-------- Listed entries

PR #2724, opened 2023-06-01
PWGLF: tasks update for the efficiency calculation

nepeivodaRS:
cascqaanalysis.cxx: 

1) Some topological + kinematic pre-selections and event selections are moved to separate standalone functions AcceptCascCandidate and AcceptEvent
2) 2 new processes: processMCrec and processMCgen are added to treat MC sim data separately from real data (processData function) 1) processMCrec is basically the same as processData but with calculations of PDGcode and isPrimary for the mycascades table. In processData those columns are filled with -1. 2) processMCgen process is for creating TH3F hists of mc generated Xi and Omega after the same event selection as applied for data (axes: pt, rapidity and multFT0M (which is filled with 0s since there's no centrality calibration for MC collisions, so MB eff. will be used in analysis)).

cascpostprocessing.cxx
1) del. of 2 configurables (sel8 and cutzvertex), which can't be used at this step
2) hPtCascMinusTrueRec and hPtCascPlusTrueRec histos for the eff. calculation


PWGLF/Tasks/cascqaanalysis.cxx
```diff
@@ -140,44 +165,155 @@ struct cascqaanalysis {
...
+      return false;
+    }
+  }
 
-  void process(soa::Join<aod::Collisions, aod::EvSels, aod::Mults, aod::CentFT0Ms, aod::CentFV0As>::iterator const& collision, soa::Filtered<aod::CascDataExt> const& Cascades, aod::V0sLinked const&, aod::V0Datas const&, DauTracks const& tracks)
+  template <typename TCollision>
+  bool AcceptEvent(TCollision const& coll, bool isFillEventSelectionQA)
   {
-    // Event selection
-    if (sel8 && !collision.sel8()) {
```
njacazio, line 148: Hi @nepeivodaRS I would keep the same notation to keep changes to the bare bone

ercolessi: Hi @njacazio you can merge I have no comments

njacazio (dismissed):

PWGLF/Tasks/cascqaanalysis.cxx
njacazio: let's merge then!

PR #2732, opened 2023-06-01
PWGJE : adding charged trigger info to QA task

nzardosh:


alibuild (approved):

----------------

| Exercise details |
Only the lines containing the word "opened" should be returned from the data above.

| Solution to this problem |
PR #2724, opened 2023-06-01
PR #2732, opened 2023-06-01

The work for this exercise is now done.